For the first chapter, I thought this would be the kind of book dog-lovers would love, and everyone else would shrug at and move on. The first chapters were mostly about shitting in public, and Tulip's facial show more expressions. This, I found delightful. I have a mutt, at least part German Shepherd, and she makes those facial expressions, and I love her deeply.

Then, enter the vagina, and that's it for the rest of the book.

There are all kinds of reasons one might want to write about one's dog's vagina, the most obvious one being that you're not getting any yourself. And sure enough, as reliably as Freud is photographed chomping on a cigar, wikipedia tells me that Ackerley was gay, and never found a husband. On the other hand, he was openly gay, so this can't just be the return of the repressed.

I actually think Ackerley wrote the book this way because he's a horrible person, and perhaps knew that.

Consider the chapter on shitting in the streets: at no point does he seem to consider the possibility that he could, say, pick up the shit in a paper bag or shovel, and deposit it somewhere more suitable than a shop-owner's doorway. Why not? Isn't this the obvious thing to do?

Tulip is horrible to other people. Could he perhaps restrain the dog? Train her? Of course not.

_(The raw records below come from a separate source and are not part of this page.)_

Issue #744, opened 2024-08-18
CI falures for tier >1 BSPs shouldn't interfere with HAL work


ianrrees:
Our current CI setup builds all the BSP examples, and a failure in one to build with stable Rust results in subsequent builds not being run.  This creates a problem when a BSP failure is caused by some change outside of our control, for instance a dependency breaking SemVer conventions in an update.

This is particularly egregious when a tier >1 BSP build fails, for a CI run meant to test changes to the HAL:

![image](https://github.com/user-attachments/assets/8f8f2fd5-c211-4a1f-a8d8-d4efa5ee3d2f)

One possible solution is to do the Tier 1 BSP builds before starting on the lower-tier BSPs.

ianrrees:
I've made a naive attempt at fixing this by changing the list-BSPs action to provide the BSPs ordered by tier - but the build-BSPs workflow seems to do the builds in random order anyway.

Two possible next approaches spring to mind:

1. See if the jobs matrix can work with JSON objects, or just strings.  If so, instead of supplying bsps as `{"bsp":["arduino_mkr1000","arduino_mkrvidor4000"...`, use something that includes the tier like `{"bsp":[{"name": "arduino_mkr1000", "tier": 2},{"name": "arduino_mkrvidor4000","tier": 2}...`.  I believe this would allow the build-bsp workflow to allow `continue-on-error` to reference the tier.
2. Split the build-bsp workflow in to two, for tier 1 and >1 BSPs.

ianrrees:
There are a few subtly different ways to have the BSP build jobs continue after a failure, which to use basically comes down to whether we want the workflow to show a  ❌ (set [`fail-fast`](https://docs.github.com/en/actions/writing-workflows/workflow-syntax-for-github-actions#jobsjob_idstrategyfail-fast) to false) or ✔️ (use a tier clause in `continue-on-error`) depending on whether _any_ BSP builds fail.  We currently use `continue-on-error` for builds with Rust nightly, so get a ✔️ despite all the nightly builds failing clippy.

Some experimentation and discussion in Matrix shows that the success or failure of the CI workflow doesn't directly control whether a PR can be merged (without ticking the box with the big warning ;) ).  Currently, the required checks are set through the project's branch protection settings - for the BSPs, this is a manually curated list of the Tier 1 builds with stable Rust.

[...]

PR #745, opened 2024-08-18
CI: continue BSP building workflow if build any BSP fails

ianrrees:
# Summary
Potential fix for https://github.com/atsamd-rs/atsamd/issues/744 - this change to CI has the "Build BSPs" workflow continue regardless of tier >1 BSP builds failing.

One downside to this approach is that the overall workflow run may show success despite there actually being BSP build failures.  This PR is a test case to see how obvious this situation is in practice - a tier 2 BSP is expected to fail.

### DIFF
--- a/.github/actions/list-BSPs/action.yml
+++ b/.github/actions/list-BSPs/action.yml
@@ -12,5 +12,5 @@ runs:
     - id: compute-matrix
       shell: bash
       run: |
-        matrix_json=$(cat crates.json | jq -Mr -c '{ "bsp": (.boards | keys ), "toolchain": ["stable", "nightly"] }')
+        matrix_json=$(cat crates.json | jq -Mr -c '{ "bsp": [ (.boards | to_entries | .[] | {"name": (.key), "tier": .value.tier}) ] , "toolchain": ["stable", "nightly"] }')
         echo "matrix=${matrix_json}" >> $GITHUB_OUTPUT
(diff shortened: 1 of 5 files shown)


ianrrees:
The required statuses above come from the project's branch protection settings, so this change is really just about whether the CI jobs are run or not.

jbeaurivage:
I wouldn't say that a Tier 2 is necessarily expected to fail. As discussed on Matrix, Tier 2 BSPs are locked to a specific `crates.io` HAL version, so they normally should succeed when nothing has been changed (unless a dependency breaks semver, like is the case for the `itsybitsy_m0`. 

I don't know how much complexity this would add, but just a suggestion to get around this:

Would it be feasible to only run CI on BSPs if:
* It is a Tier 1 BSP
* If it's a Tier 2 BSP, run CI only if the BSP had some files changed in the PR

ianrrees:
> I wouldn't say that a Tier 2 is necessarily expected to fail

Sorry, that was poor wording on my part, meant that in this specific PR the itsybitsy m0 is expected to fail.

> Would it be feasible to only run CI on BSPs if...

As external issues arise, with this change we'll know about them but they won't interfere with work.  To me, this seems a bit better than letting issues silently accumulate, or relying on users to report them.

That said, I think that would be possible, and likely worth doing if we start running in to issues with time/cost of building all the BSPs.

PR #750, opened 2024-08-27
Update pygamer to HAL 0.17

ianrrees:
# Summary
Initial work by @bradleyharden for v2 SERCOM, with more updates to account for improvements in our project and others.

Still some issues to work through, but at this stage all the examples compile:
 - [X] Remove neopixel support (can be reverted once working drivers are available)
 - [X] Decide whether to remove or fix the USB polling example (Fixed)
 - [X] Clean up Git history
 - [X] Update `CHANGELOG.md` for the BSP


ianrrees:
From some not-very-thorough testing today, I think fixing the timer-based neopixel issues will at least require some work in ws2812-timer-delay-rs because the timing it generates (via GPIO and waiting on a supplied timer) isn't quite right on SAMD51 with the new HAL.  I've tried adjusting the library locally, and have the examples working well with opt-level="s", but then dialing it up to 1 or higher causes problems again.  On paper, and based on the WS2812 datasheet I found, the current delays in that crate shouldn't work, so I think it's likely that fixing them for this case would just move the problem to some other user of that crate.

Although the SPI neopixel example isn't working at present, that architecture seems a lot more reasonable to me; in particular the timer+GPIO approach would be a stretch to make work on a 48MHz SAMD21, but should be fine using a SERCOM on that part.  I'm thinking that the appropriate thing might be to move the PyGamer neopixel examples away from the timer-based crate and to the SPI-based one.

ianrrees:
Debugging the SPI-driven WS2812 examples revealed that there are some subtle changes in behaviour of SPI writes between the old and new HAL.  The old behaviour doesn't work reliably for me in release profile (the pixels show the rainbow, but flicker quite a bit), and the new behaviour doesn't work at all for WS2812 despite behaving correctly according to the `SpiBus` trait AFAICT.

So, at present, I think that the neopixel examples are broken for reasons outside of atsamd-rs.  I've opened #752 to track that, since it's not specific to PyGamer although some of the issues are worse with a string of multiple neopixels.  The question is whether we want to get those examples working before moving forward with this PR.

My vote is to remove the neopixel examples from PyGamer until we can get them working, and proceed with this PR.

Issue #752, opened 2024-08-28
Neopixel examples are problematic


ianrrees:
In #750 I've been working on updating PyGamer to the current HAL, and I'm finding that the WS2812 / neopixel is a tricky problem to solve generically.  In the timer-based WS2812 driver, there's a fundamental issue with the time it takes to toggle a GPIO varying between platforms, and also being comparable to the protocol's timing margins.  The SPI driver relies on behaviours of the provided `SpiBus` which aren't described by the trait (nor reliably provided by our current implementation).

So, it's not really clear to me how we should proceed here.  A few ideas:

1. With #751 point 2 in place, it _might_ be feasible to get the WS2812 SPI driver to work well enough for a demo with a few asterisks like only working on release profile (the status quo).  I think we'd need to modify the driver so that it shifts out 3 bytes of WS2812 data (12 SPI bytes, because each bit of WS2812 data is synthesized from 4 bits on SPI) per call to `SpiBus::write()` - this would minimise the variation in bit timing to any particular WS2812, and hopefully it doesn't matter as much for the data between WS2812s.
2. When the timer+GPIO driver is updated to use embedded-hal 1.0 `DelayNs` ([in progress](https://github.com/smart-leds-rs/ws2812-timer-delay-rs/issues/5)), we could possibly introduce a parameter for the time that a GPIO write takes, to allow tuning for the particular board.
3. At least on the PyGamer, another option is to use the TCC peripheral to generate the WS2812 bit timing.  Going this route might provide a good example of driving a peripheral directly, which could help for people who want to use peripherals/features which aren't provided by the HAL.

jbeaurivage:
#800 Fixes neopixels when using SPI without DMA.

sajattack:
Should we close this then or are there other cases we need to test first?

jbeaurivage:
I think at this point it's just a matter of reinstating the neopixel examples in the pygamer BSP - we had temporarily removed them to avoid shipping broken examples. I'm not sure if other BSPs would also benefit from using SPI rather than bitbanging the protocol.

jbeaurivage:
Before this issue gets closed, I 'd like to point out that wile we seem to be gravitating towards using SPI to drive our neopixel examples, there could be other ways to drive them using hardware acceleration.

[...]

PR #753, opened 2024-08-29
grand_central_m4: Bump usb-device version

supersimple33:
# Summary
I am bumping the version of usb-device for the grand central.

# Checklist

### DIFF
--- a/boards/grand_central_m4/CHANGELOG.md
+++ b/boards/grand_central_m4/CHANGELOG.md
@@ -1,6 +1,7 @@
 # Unreleased
 
 - update path of Cargo config
+- bumped usb-device version to 0.3
 
 # v0.6.0
 
--- a/boards/grand_central_m4/CHANGELOG.md
+++ b/boards/grand_central_m4/CHANGELOG.md
@@ -1,7 +1,7 @@
 # Unreleased
 
 - update path of Cargo config
-- bumped usb-device version to 0.3
+- update to `atsamd-hal-0.17` and other dependencies (#753)
 
 # v0.6.0
 
--- a/boards/grand_central_m4/Cargo.toml
+++ b/boards/grand_central_m4/Cargo.toml
@@ -20,7 +20,7 @@ version = "0.17.0"
 default-features = false
 
 [dependencies.usb-device]
-version = "0.3.1"
+version = "0.3"
 optional = true
 
 [dependencies.cortex-m]
--- a/boards/grand_central_m4/Cargo.toml
+++ b/boards/grand_central_m4/Cargo.toml
@@ -23,6 +23,10 @@ default-features = false
 version = "0.3.1"
 optional = true
 
+[dependencies.cortex-m]
+version = "0.7"
+features = ["critical-section-single-core"]
+
 [dev-dependencies]
 cortex-m = "0.7"
 usbd-serial = "0.2"
--- a/boards/grand_central_m4/Cargo.toml
+++ b/boards/grand_central_m4/Cargo.toml
@@ -1,9 +1,7 @@
 [package]
 name = "grand_central_m4"
 version = "0.6.0"
-authors = [
-    "Dustin Little <dlittle@toyatech.net>"
-]
+authors = ["Dustin Little <dlittle@toyatech.net>"]
 description = "Board Support crate for the Adafruit Grand Central M4 Express"
 keywords = ["no-std", "arm", "cortex-m", "embedded-hal"]
 categories = ["embedded", "hardware-support", "no-std"]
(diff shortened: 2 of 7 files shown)


ianrrees:
Thanks @supersimple33 !  I think this might be a more involved change, because the Grand Central BSP is using HAL v 0.15 which I think uses usb-device 0.2 .

I'd suggest you clone atsamd-rs locally, cd in to `boards/grand_central_m4` and run `cargo build --examples --all-features`.  Once you're in a position where that works, change the HAL dependency to 0.17 and usb-device to 0.3.1 (there may be a couple other updates I'm forgetting).  You can then work through the errors building one example at a time via `cargo build --example=blinky_basic` for example - metro_m4 would be a good reference point, as it uses the current HAL.

Per #752 the neopixel example probably won't actually work - I guess the right thing to do is get it to compile but otherwise leave it in place.

I'm happy to help with the update if you've got hardware to test with.

ianrrees:
Also, don't mind the CI failures on nightly - looks like we need to update docstrings - or itsybitsy.

supersimple33:
I'm getting the following error now @ianrrees  
```
  = note: rust-lld: error: undefined symbol: _critical_section_1_0_acquire
          >>> referenced by lib.rs:193 (/Users/addisonhanrattie/.cargo/registry/src/index.crates.io-6f17d22bba15001f/critical-section-1.1.3/src/lib.rs:193)
          >>>               /Users/addisonhanrattie/Documents/atsamd/boards/grand_central_m4/target/thumbv7em-none-eabihf/debug/examples/blinky_basic-66cbd02f4a7e08ab.blinky_basic.dd7903c5ecf9b979-cgu.0.rcgu.o:(critical_section::with::h392fdb763c500007)
          
          rust-lld: error: undefined symbol: _critical_section_1_0_release
          >>> referenced by lib.rs:210 (/Users/addisonhanrattie/.cargo/registry/src/index.crates.io-6f17d22bba15001f/critical-section-1.1.3/src/lib.rs:210)
          >>>               /Users/addisonhanrattie/Documents/atsamd/boards/grand_central_m4/target/thumbv7em-none-eabihf/debug/examples/blinky_basic-66cbd02f4a7e08ab.blinky_basic.dd7903c5ecf9b979-cgu.0.rcgu.o:(core::ptr::drop_in_place$LT$critical_section..with..Guard$GT$::hebcbe303f9685640)
```
when compiling.


I ran cargo tree on the `grand_central_m4` and the `metro_m4` directories and I noticed that in `metro_m4` the cortex-m crate has an extra dependency of critical_section not in the grand_central_m4 equivalent which fails to compile. Any advice on how to fix this?

jbeaurivage:
@supersimple33: you have a missing critical section implementation. Just add thr `critical-section-single-core` feature to the `cortex-m` dependency and you should be good to go!

ianrrees:
I recently started a wiki page with notes on updating firmwares to newer HALs - have added the critical section thing there.

https://github.com/atsamd-rs/atsamd/wiki/HAL-Update-Guide

boards/grand_central_m4/Cargo.toml
```diff
@@ -12,32 +10,34 @@ edition = "2021"
...
-ws2812-timer-delay = "0.3"
-
 [dependencies.cortex-m-rt]
 version = "0.7"
 optional = true
 
 [dependencies.atsamd-hal]
-version = "0.15"
+path = "../../hal"
+version = "0.17.0"
```
jbeaurivage, line 19: The `grand_central_m4` is a Tier 2 BSP; it should depend on the `crates.io` version of the HAL, and not specify a path dependency.

pac/atsamd51p/Cargo.toml
```diff
@@ -11,7 +11,7 @@ readme = "README.md"
 edition = "2021"
 
 [dependencies]
-cortex-m = "0.7"
+cortex-m = { version = "0.7", features = ["critical-section-single-core"] }
```
jbeaurivage, line 14: The PAC should NOT enable the `critical-section-single-core` feature, only the BSP. Otherwise, users of the PAC would not have the option to bring in their own critical section implementation as needed.

boards/grand_central_m4/CHANGELOG.md
```diff
@@ -1,6 +1,7 @@
 # Unreleased
 
 - update path of Cargo config
+- bumped usb-device version to 0.3
```
jbeaurivage: I would also definitely add that the HAL dependency has been upgraded to 0.17

jbeaurivage (changes requested):
Good stuff overall! There are a few minor but important things that should be addresses before we can merge this.

boards/grand_central_m4/CHANGELOG.md
jbeaurivage: Whoops, looks like you committed as I was writing my comment.

supersimple33: yeah realized that when I was looking things over, oops

boards/grand_central_m4/Cargo.toml
supersimple33: ahh ok

pac/atsamd51p/Cargo.toml
supersimple33: Ok yeah that makes sense

jbeaurivage (approved):

supersimple33:
@jbeaurivage @ianrrees thanks for the guidance on this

Could he spay her? Certainly not, though there's no reason given for this astonishing decision (though perhaps social norms have changed, and nobody desexed their dogs in the post-war).

Moving on, Ackerley's attitude towards (his words) "the working classes" is... well, it's even more disgusting than his insistence that his dog get fucked by a German Shepherd. Which is already disgusting. He does describe the tremendous inherited diseases and so on that pure breed dogs suffer from, and yet, he's determined to create more pure-bred dogs. But fear not. He plans to kill the puppies.

To be honest, Ackerley seems like the worst kind of English stereotype: dismissive of people who have to work to pay their bills, dismissive of other people in general, and with an astonishing inability to think about anything other than facts. Too bad he writes so nicely.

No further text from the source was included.